We might have here the confluence of separate traditions, stitched together into the Torah as we know it. Or it might be just one more extremity intended to make us laugh—as indeed, Sarah and Abraham both laugh at the extravagance of God. He made them that promise, as I said, when Abraham was 75. And God forever keeps His word. The promise of descendants is immediately fulfilled a mere 25 years later, when Abraham hits a century and his wife is lightyears beyond menopause.

That’s part of the joke too. Abraham keeps his faith in the faithfulness of God regardless of how long it takes. Sometimes he wonders, “O Lord, did You forget?” At which point God expands the promise, makes it even larger, more extravagant, and then sends Abraham toddling along his way with little more but “wait and see.”

It’s as though He wants to show that it’s impossible. Abraham and Sarah, “as good as dead,” far past the salad days of parenthood and youth, sans support, sans surrogates, sans anything but faith in God’s promise, continue on in hope. In one sense, they have nothing to lose. They thought their lives were ending back when this story began. But it’s for us, you see; that we might have patience, might have trust, might have faith that God will keep His Word and never break His promise.

So when that child comes at last, the child of their promise, what can Abraham and Sarah do but laugh, in both their disbelief and joy? “Isaac,” they call him: “Laughter.” God has done the impossible, brought life from death, joy from sorrow, youthfulness from age, so that there can be no question. God alone has done this. God has kept His faith.

See, the thing about a promise is that if you have utter faith, utter confidence, utter trust in the one who makes the promise, then it’s as good as having fulfilled it already. If someone were to say to you, “I’ll give you $20,” and you had no doubt whatsoever that they had the means, the intention, and the integrity to keep that promise to you, then for all intents and purposes that 20’s in the bank.

Thus is faith related to hope. If you trust in the promise, if you have faith in God’s faithfulness, then you already have what is promised, already and not yet. You already have salvation. You already have forgiveness. You already have eternal life, already and not yet. You have it in hope and in faith. You have it in things yet unseen. In eternity, it has been done; it is always already accomplished. And so we know where it leads, this hope, this faith.

It leads us to Christ. He is our destination, and our companion, and our Way. Like Abraham, we are old and tired, or perhaps I should speak for myself. Like Abraham, we face many trials, and we still have a long way to go. Yet we have the promise. And because we have the promise, we have the Promised One.
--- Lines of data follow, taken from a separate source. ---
Issue #7288, opened 2021-09-01
Searching for a contact name that has a short value will return no results.


newtewt:
**Describe the bug**
Searching for a contact name that has a short value will return no results.

The name could be  `Steve Kshlerin I` or  `Steve I`

**To Reproduce**
1. Login and navigate to contacts page. 
2. Add a new person that is name `Steve Kshlerin I`
3. Navigate to contacts page.
4. Search in the search bar for `Steve`
5.  The contact is returned
4. Search in the search bar for `Steve Kshlerin`
5.  The contact is returned
6.  Search in the search bar for `Steve Kshlerin  I`
7. Nothing is returned

**Expected behavior**
The search should locate the contact and return a row for that contact. 

**Logs**
If applicable, include the server or browser logs.

**Screenshots**

https://user-images.githubusercontent.com/10531066/131734925-28a1c49a-6791-450a-b85e-4910d1ca0c14.mp4

**Environment**
- Instance: gamma.dev
- Browser: chrome
- Client platform: windows
- App: webapp
- Version: 3.12.x

**Additional context**
Add any other context about the problem here. What have you tried? Is there a workaround?

garethbowen:
This came up on the forum: https://forum.communityhealthtoolkit.org/t/unexpected-search-results/3288/3

garethbowen:
The root cause of this is the server ignores short search terms when indexing the doc ("I" in this case) but the client does not when searching. We need to modify the client code to be identical to the server code. This will also help performance because sending a search for a short word that matches lots of docs is a terrible idea.

garethbowen:
Fixed in 4.6.0

PR #8825, opened 2024-01-26
fix(#7288): ignore short search words

garethbowen:
# Description

#7288 

# Code review checklist

# Compose URLs

* [Core](https://staging.dev.medicmobile.org/_couch/builds_4/medic:medic:7288-short-keywords-miss-results/docker-compose/cht-core.yml)
* [CouchDB Single](https://staging.dev.medicmobile.org/_couch/builds_4/medic:medic:7288-short-keywords-miss-results/docker-compose/cht-couchdb.yml)
* [CouchDB Cluster](https://staging.dev.medicmobile.org/_couch/builds_4/medic:medic:7288-short-keywords-miss-results/docker-compose/cht-couchdb-clustered.yml)

# License

### DIFF
--- a/shared-libs/search/src/generate-search-requests.js
+++ b/shared-libs/search/src/generate-search-requests.js
@@ -87,14 +87,16 @@ const freetextRequestParams = (word) => {
   if (word.indexOf(':') !== -1) {
     // use exact match
     params.key = [ word ];
-  } else {
-    // use starts with
-    if (word.length < MINIMUM_SEARCH_TERM_LENGTH) {
-      return;
-    }
-    params.startkey = [ word ];
-    params.endkey = [ word + END_OF_ALPHABET ];
+    return params;
   }
+  
+  // use starts with
+  if (word.length < MINIMUM_SEARCH_TERM_LENGTH) {
+    return;
+  }
+  
+  params.startkey = [ word ];
+  params.endkey = [ word + END_OF_ALPHABET ];
   return params;
 };
 
--- a/shared-libs/search/src/generate-search-requests.js
+++ b/shared-libs/search/src/generate-search-requests.js
@@ -4,7 +4,7 @@ const moment = require('moment');
 const END_OF_ALPHABET = '\ufff0';
 const MINIMUM_SEARCH_TERM_LENGTH = 3;
 
-const getKeysArray = (keys) => keys.map(t => [ t ]);
+const getKeysArray = (keys) => keys.map(key => [ key ]);
 
 // filter = { selected: [...], options: [...]}
 const getRequestForMultidropdown = (view, filter, mapKeysFunc) => {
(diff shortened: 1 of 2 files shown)


garethbowen:
@latin-panda Can I get a review for this please? It's split into 3 commits to make the review easier - 1 just for the fix, 1 for a refactor of the code, and 1 for sonar.

It fixes the bug and helps avoid a significant performance issue, but has a potential unintended consequence that before you could actually search for "ga" and get "gareth" - now that short search will be ignored and you will get all contacts/reports. I'm assuming that most users will be ok typing in at least 3 characters, but there's nothing in the UI to explain what's going on.

Anyway, please have a look!

shared-libs/search/src/generate-search-requests.js
```diff
@@ -1,18 +1,14 @@
...
+
 const END_OF_ALPHABET = '\ufff0';
+const MINIMUM_SEARCH_TERM_LENGTH = 3;
 
-const getKeysArray = function(keys) {
-  return keys.map(function(t) {
-    return [ t ];
-  });
-};
+const getKeysArray = (keys) => keys.map(t => [ t ]);
```
latin-panda, line 7:
```suggestion
const getKeysArray = (keys) => keys.map(term => [ term ]);
```
I wonder why Sonar didn't catch single-letters variable names. Maybe the [rule is off](https://rules.sonarsource.com/javascript/RSPEC-117/?search=name)?

shared-libs/search/src/generate-search-requests.js
```diff
@@ -65,63 +61,60 @@ const reportedDateRequest = function(filters) {
...
+  } else {
+    // use starts with
+    if (word.length < MINIMUM_SEARCH_TERM_LENGTH) {
+      return;
+    }
+    params.startkey = [ word ];
+    params.endkey = [ word + END_OF_ALPHABET ];
+  }
+  return params;
+};
```
latin-panda, line 99:
```suggestion
const freetextRequestParams = (word) => {
  const params = {};
  if (word.indexOf(':') !== -1) {
    // use exact match
    params.key = [ word ];
    return params;
  }
  
  // use starts with
  if (word.length < MINIMUM_SEARCH_TERM_LENGTH) {
    return;
  }
  
  params.startkey = [ word ];
  params.endkey = [ word + END_OF_ALPHABET ];
  return params;
};
```
Flatter code.

shared-libs/search/src/generate-search-requests.js
```diff
@@ -65,63 +61,60 @@ const reportedDateRequest = function(filters) {
...
+
+const freetextRequest = (filters, view) => {
   if (filters.search) {
```
latin-panda, line 102: Return early to make code flatter.

shared-libs/search/src/generate-search-requests.js
```diff
@@ -65,63 +61,60 @@ const reportedDateRequest = function(filters) {
...
     const words = filters.search.trim().toLowerCase().split(/\s+/);
```
latin-panda, line 103:
```suggestion
    const words = filters.search
      .trim()
      .toLowerCase()
      .split(/\s+/);
```

latin-panda (changes requested):
Very nice! Just a couple of minor suggestions

shared-libs/search/src/generate-search-requests.js
garethbowen: Done.

shared-libs/search/src/generate-search-requests.js
garethbowen: Replaced with `key` instead of `term`.

latin-panda (approved):
LGTM! Thanks!

latin-panda:
> I'm assuming that most users will be ok typing in at least 3 characters, but there's nothing in the UI to explain what's going on.

Attaching a video about this topic: https://github.com/medic/cht-core/assets/66472237/f70b3531-f3c1-400c-96f5-adda79fdc133



@garethbowen IMO it's not too bad and we shouldn't hold this improvement. 
We can add feedback like we do in the lookup fields, that we show a `searching...` label to `Type more to search..`. Can you please open a ticket.

garethbowen:
Improvement raised here: https://github.com/medic/cht-core/issues/8832

Issue #8591, opened 2023-09-27
Add SNI details for use in e2e HTTPS environment with TLS termination external to server (eg, kubernetes pod)


fardarter:
When proxying to HTTPS from HTTP (for example where an ingress does TLS termination), not including a 'servername' for a request to the HTTPS server (eg, def.org) the request produces the following error (where abc.com is the calling server):

```
'ERR_TLS_CERT_ALTNAME_INVALID'
"RequestError: Error [ERR_TLS_CERT_ALTNAME_INVALID]: Hostname/IP does not match certificate's altnames:
Host: abc.com. is not in the cert's altnames: DNS:def.org"
The addition of servername as an option passed to the HTTP agent resolves this error.
```

See docs for tls.connect(options[, callback]) (https://nodejs.org/api/tls.html): "Server name for the SNI (Server Name Indication) TLS extension. It is the name of the host being connected to, and must be a host name, and not an IP address.".

This pull request represents the current state of the work: https://github.com/medic/cht-core/pull/8579

As of writing, I need to figure out why the e2e tests are failing.

**Note**: Have not changed the use of request-promise-native outside of calls to Couch.

For us this resolves the breakdown between node and haproxy. The Azure equivalent of ELB which medic uses is not an option for termination for a few reasons:
- We're going to be offboarding our data through a Databricks instance so HTTPS to the haproxy instance is critical.
- Deploying into a much larger network with a lot of access via VPN, so HTTPS as much as possible is useful as defense in depth strategy -- I'm more worried about attacks from inside the network than at my ingress.
- Deploying sentinel, the api, an nginx (+modsec) proxy and a config container for cht-conf (using [container jobs](https://learn.microsoft.com/en-us/azure/container-apps/jobs?tabs=azure-cli) for being able to run the conf in network on changes) into an [Azure Container App](https://learn.microsoft.com/en-us/azure/container-apps/overview) (managed kubernetes) environment. It has a lot of really nice benefits, but it does (as is a good idea, tbh) wrap each container in an HTTPS ingress termination. So while the haproxy instance isn't running in this env, eventually if we want to add sidecars this will be an issue.

garethbowen:
The cht-core change is merged. Needs documentation before closing this issue.

garethbowen:
Feature and documentation merged.

garethbowen:
Thanks again @fardarter !

PR #8833, opened 2024-01-30
feat(#8591): adds option for enabling server name indication

fardarter:
# Description

Have designed a unified wrapper for `request-promise-native` to centralise global options and to add a `servername` by default. It's overridable in the case that you ever want to have a different `servername` or an empty one.

When proxying to HTTPS from HTTP (for example where an ingress does TLS termination), not including a 'servername' for a request to the HTTPS server (eg, def.org) the request produces the following error (where `abc.com` is the calling server):

 ```
'ERR_TLS_CERT_ALTNAME_INVALID'
"RequestError: Error [ERR_TLS_CERT_ALTNAME_INVALID]: Hostname/IP does not match certificate's altnames:
 Host: abc.com. is not in the cert's altnames: DNS:def.org"
```

The addition of `servername` as an option passed to the HTTP agent resolves this error. 

See docs for `tls.connect(options[, callback])` (https://nodejs.org/api/tls.html): "Server name for the SNI (Server Name Indication) TLS extension.  It is the  name of the host being connected to, and must be a host name, and not an IP address.".

Have written unit tests and have run other tests with the changes included. Relying on your CI for E2E and other tests.

**Note:** Have not changed the use of `request-promise-native` outside of calls to Couch.

Some prior discussions under this PR (branch name was throwing an error): https://github.com/medic/cht-core/pull/8579

Closes this issue: https://github.com/medic/cht-core/issues/8591

### DIFF
--- a/api/src/environment.js
+++ b/api/src/environment.js
@@ -1,8 +1,17 @@
 const path = require('path');
 const logger = require('./logger');
 
-const { UNIT_TEST_ENV, COUCH_URL, BUILDS_URL } = process.env;
+const { 
+  UNIT_TEST_ENV,
+  COUCH_URL,
+  BUILDS_URL, 
+  PROXY_CHANGE_ORIGIN = false
+} = process.env;
+
 const DEFAULT_BUILDS_URL = 'https://staging.dev.medicmobile.org/_couch/builds_4';
+
+const isString = value => typeof value === 'string' || value instanceof String;
+const isTrue = value => isString(value) ? value.toLowerCase() === 'true' : value === true;
 
 if (UNIT_TEST_ENV) {
   module.exports = {
@@ -15,6 +24,9 @@ if (UNIT_TEST_ENV) {
     host: '',
     protocol: '',
     buildsUrl: '',
+    proxies: {
+      changeOrigin: isTrue(PROXY_CHANGE_ORIGIN)
+    }
   };
 } else if (COUCH_URL) {
   // strip trailing slash from to prevent bugs in path matching
@@ -36,7 +48,14 @@ if (UNIT_TEST_ENV) {
     db: parsedUrl.pathname.replace('/', ''),
     ddoc: 'medic',
     username: parsedUrl.username,
-    password: parsedUrl.password
+    password: parsedUrl.password,
+    proxies: {
+      // See http-proxy (https://www.npmjs.com/package/http-proxy#options) 
+      // "changeOrigin: true/false, Default: false - changes the origin of the host header to the target URL"
+      // This allows proxying from HTTP to HTTPS without encountering certificate issues 
+      // for environments where TLS termination happens elsewhere.
+      changeOrigin: isTrue(PROXY_CHANGE_ORIGIN)
+    }
   };
 } else {
   logger.error(
--- a/api/src/routing.js
+++ b/api/src/routing.js
@@ -12,15 +12,22 @@ const prometheusMiddleware = require('prometheus-api-metrics');
 const rateLimiterMiddleware = require('./middleware/rate-limiter');
 const logger = require('./logger');
 const isClientHuman = require('./is-client-human');
-const target = 'http://' + environment.host + ':' + environment.port;
-const proxy = require('http-proxy').createProxyServer({ target: target });
+
+const port = typeof environment.port !== 'undefined' && environment.port !== null ? `:${environment.port}` : '';
+const target = `${environment.protocol}//${environment.host}${port}`;
+const proxy = require('http-proxy').createProxyServer({
+  target: target, 
+  changeOrigin: environment.proxies.changeOrigin
+});
 const proxyForAuth = require('http-proxy').createProxyServer({
   target: target,
   selfHandleResponse: true,
+  changeOrigin: environment.proxies.changeOrigin
 });
 const proxyForChanges = require('http-proxy').createProxyServer({
   target: target,
   selfHandleResponse: true,
+  changeOrigin: environment.proxies.changeOrigin
 });
 const login = require('./controllers/login');
 const smsGateway = require('./controllers/sms-gateway');
--- a/api/tests/mocha/services/setup/utils.spec.js
+++ b/api/tests/mocha/services/setup/utils.spec.js
@@ -2,7 +2,7 @@ const sinon = require('sinon');
 const { expect } = require('chai');
 const rewire = require('rewire');
 const fs = require('fs');
-const rpn = require('request-promise-native');
+const request = require('@medic/couch-request');
 
 const db = require('../../../../src/db');
 const upgradeLogService = require('../../../../src/services/setup/upgrade-log');
@@ -14,7 +14,7 @@ let utils;
 let clock;
 let originalEnv;
 
-const buildInfo = (version, namespace='medic', application='medic') => ({ version, namespace, application });
+const buildInfo = (version, namespace = 'medic', application = 'medic') => ({ version, namespace, application });
 
 const mockDb = (db) => {
   sinon.stub(db, 'allDocs');
@@ -396,7 +396,7 @@ describe('Setup utils', () => {
       it('should throw an error when staging doc has no attachments', async () => {
         const version = '4.0.0';
         db.builds.get.resolves({
-          build_info: { },
+          build_info: {},
           version: version,
         });
 
@@ -414,7 +414,7 @@ describe('Setup utils', () => {
       it('should throw an error when ddocs are corrupted', async () => {
         const version = 'theversion';
         db.builds.get.resolves({
-          build_info: { },
+          build_info: {},
           version: version,
           _attachments: {
             'ddocs/medic.json': { data: genAttachmentData([{ _id: 'aaa' }]) },
@@ -625,7 +625,7 @@ describe('Setup utils', () => {
     it('should throw error if json has no ddocs', async () => {
       sinon.stub(env, 'ddocsPath').value('ddocsPath');
       sinon.stub(env, 'ddoc').value('medic');
-      sinon.stub(fs.promises, 'readFile').resolves(JSON.stringify({ }));
+      sinon.stub(fs.promises, 'readFile').resolves(JSON.stringify({}));
 
       try {
         await utils.getPackagedBuildInfo();
@@ -636,7 +636,7 @@ describe('Setup utils', () => {
     });
 
     it('should throw error if json is missing medic ddoc', async () => {
-      const jsonDdocs = [ { _id: '_design/one' }, { _id: '_design/two' }, { _id: '_design/three' } ];
+      const jsonDdocs = [{ _id: '_design/one' }, { _id: '_design/two' }, { _id: '_design/three' }];
       sinon.stub(env, 'ddocsPath').value('ddocsPath');
       sinon.stub(env, 'ddoc').value('medic');
       sinon.stub(fs.promises, 'readFile').resolves(JSON.stringify({ docs: jsonDdocs }));
@@ -686,22 +686,28 @@ describe('Setup utils', () => {
       const deployInfoOld = { user: 'old', upgrade_log_id: '11', timestamp: 100 };
       const deployInfoExpected = Object.assign({ timestamp: 1500 }, deployInfoNew);
 
-      sinon.stub(db.medic, 'allDocs').resolves({ rows: [
-        { doc: { _id: '_design/:staged:medic', _rev: '1', new: true, deploy_info: deployInfoNew } },
-        { doc: { _id: '_design/:staged:medic-client', _rev: '1', new: true, deploy_info: deployInfoNew } },
-        { doc: { _id: '_design/medic', _rev: '2', old: true, deploy_info: deployInfoOld } },
-        { doc: { _id: '_design/medic-client', _rev: '3', old: true, deploy_info: deployInfoOld } },
-      ] }); // all ddocs have match
-      sinon.stub(db.sentinel, 'allDocs').resolves({ rows: [
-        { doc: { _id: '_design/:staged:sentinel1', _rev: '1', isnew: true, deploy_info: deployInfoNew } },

What then can anyone do to us? Hurt us, shame us, kill us, imprison us? We know that won’t last. We know the life that conquers death, eternity here in time.

God always keeps His promises, my brothers and my sisters, yet rarely in the ways that we expect. His ways are eternal, and thus are ever new, ever renewed. And so to have His promise is rather like having a child, like the baby born here to the unlikeliest of parents. A baby is everything you want, and nothing you expect. You cannot prepare to be a parent, not really, not adequately. We’ve been having kids since time began, yet every single one is entirely new, entirely surprising.

Every child who comes into our life—every person, really—upends our expectations and forces us to grow. Children are explosions of pure possibility. Thus parenthood is nothing less than death and resurrection. “Have a bunch of kids,” I once heard someone say. “It’s the greatest thing you’ll ever do that’ll completely wreck your life.” And so Sarah laughs.

Trust in the promise, O children of Abraham. Have faith in the faithfulness of God. Live in the sure and certain hope that whatever may come our way, we are loved, we are forgiven, and we are going home. This is our hope, and our joy—our death, and our resurrection.

In the Name of the Father and of the +Son and of the Holy Spirit. Amen.